> **WHAT YOU NEED TO DO**
Could you copy, exactly as written, every line from the first line of the records through the one containing "Method and argument"?

Dataset entries
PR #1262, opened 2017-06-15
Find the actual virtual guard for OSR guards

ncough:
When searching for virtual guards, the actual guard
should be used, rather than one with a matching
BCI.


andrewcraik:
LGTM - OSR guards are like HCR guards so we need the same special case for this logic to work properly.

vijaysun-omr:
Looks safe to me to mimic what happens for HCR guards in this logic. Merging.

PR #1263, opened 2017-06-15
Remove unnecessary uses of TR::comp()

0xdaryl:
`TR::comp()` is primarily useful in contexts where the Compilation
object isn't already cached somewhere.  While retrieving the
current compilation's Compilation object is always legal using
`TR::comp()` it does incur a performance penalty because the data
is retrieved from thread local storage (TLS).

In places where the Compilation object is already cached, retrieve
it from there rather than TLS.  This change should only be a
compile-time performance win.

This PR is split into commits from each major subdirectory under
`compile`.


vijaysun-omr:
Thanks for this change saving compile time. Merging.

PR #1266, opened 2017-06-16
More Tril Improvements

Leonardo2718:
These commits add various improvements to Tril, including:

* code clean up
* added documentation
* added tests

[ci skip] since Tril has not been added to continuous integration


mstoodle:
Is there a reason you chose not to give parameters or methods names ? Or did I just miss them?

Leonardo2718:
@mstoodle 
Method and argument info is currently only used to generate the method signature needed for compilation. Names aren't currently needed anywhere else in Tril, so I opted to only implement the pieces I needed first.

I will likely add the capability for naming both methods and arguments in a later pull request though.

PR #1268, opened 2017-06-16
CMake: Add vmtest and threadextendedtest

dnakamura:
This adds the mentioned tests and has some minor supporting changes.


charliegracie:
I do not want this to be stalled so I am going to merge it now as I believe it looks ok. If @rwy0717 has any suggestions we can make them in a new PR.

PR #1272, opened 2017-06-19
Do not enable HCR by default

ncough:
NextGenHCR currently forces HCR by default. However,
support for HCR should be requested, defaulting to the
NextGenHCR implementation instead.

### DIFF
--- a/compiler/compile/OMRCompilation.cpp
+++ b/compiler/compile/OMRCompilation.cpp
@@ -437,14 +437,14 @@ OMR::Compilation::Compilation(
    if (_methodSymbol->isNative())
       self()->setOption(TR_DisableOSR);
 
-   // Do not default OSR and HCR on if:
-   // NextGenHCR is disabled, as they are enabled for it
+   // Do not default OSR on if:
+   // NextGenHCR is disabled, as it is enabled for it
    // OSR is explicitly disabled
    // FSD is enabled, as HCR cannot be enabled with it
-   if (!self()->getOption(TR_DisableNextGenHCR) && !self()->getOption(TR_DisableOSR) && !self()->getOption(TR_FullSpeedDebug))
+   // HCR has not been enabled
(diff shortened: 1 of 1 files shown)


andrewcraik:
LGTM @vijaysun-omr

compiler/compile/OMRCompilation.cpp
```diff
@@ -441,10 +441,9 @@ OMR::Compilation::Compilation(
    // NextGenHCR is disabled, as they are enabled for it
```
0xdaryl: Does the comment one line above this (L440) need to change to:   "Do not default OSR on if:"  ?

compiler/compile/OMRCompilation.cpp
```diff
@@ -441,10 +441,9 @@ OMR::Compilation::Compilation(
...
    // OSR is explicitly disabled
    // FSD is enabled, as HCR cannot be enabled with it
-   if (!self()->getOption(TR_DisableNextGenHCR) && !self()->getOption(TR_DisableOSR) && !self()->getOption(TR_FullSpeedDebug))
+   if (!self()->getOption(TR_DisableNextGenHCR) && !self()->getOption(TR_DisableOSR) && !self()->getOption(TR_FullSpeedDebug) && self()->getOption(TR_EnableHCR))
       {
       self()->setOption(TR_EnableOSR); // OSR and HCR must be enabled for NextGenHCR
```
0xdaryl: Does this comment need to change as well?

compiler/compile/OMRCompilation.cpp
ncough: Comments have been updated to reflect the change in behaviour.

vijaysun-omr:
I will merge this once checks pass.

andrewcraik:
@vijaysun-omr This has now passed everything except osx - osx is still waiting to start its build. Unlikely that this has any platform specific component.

> **SOLUTION BELOW**
PR #1262, opened 2017-06-15
Find the actual virtual guard for OSR guards

ncough:
When searching for virtual guards, the actual guard
should be used, rather than one with a matching
BCI.


andrewcraik:
LGTM - OSR guards are like HCR guards so we need the same special case for this logic to work properly.

vijaysun-omr:
Looks safe to me to mimic what happens for HCR guards in this logic. Merging.

PR #1263, opened 2017-06-15
Remove unnecessary uses of TR::comp()

0xdaryl:
`TR::comp()` is primarily useful in contexts where the Compilation
object isn't already cached somewhere.  While retrieving the
current compilation's Compilation object is always legal using
`TR::comp()` it does incur a performance penalty because the data
is retrieved from thread local storage (TLS).

In places where the Compilation object is already cached, retrieve
it from there rather than TLS.  This change should only be a
compile-time performance win.

This PR is split into commits from each major subdirectory under
`compile`.


vijaysun-omr:
Thanks for this change saving compile time. Merging.

PR #1266, opened 2017-06-16
More Tril Improvements

Leonardo2718:
These commits add various improvements to Tril, including:

* code clean up
* added documentation
* added tests

[ci skip] since Tril has not been added to continuous integration


mstoodle:
Is there a reason you chose not to give parameters or methods names ? Or did I just miss them?

Leonardo2718:
@mstoodle 
Method and argument info is currently only used to generate the method signature needed for compilation. Names aren't currently needed anywhere else in Tril, so I opted to only implement the pieces I needed first.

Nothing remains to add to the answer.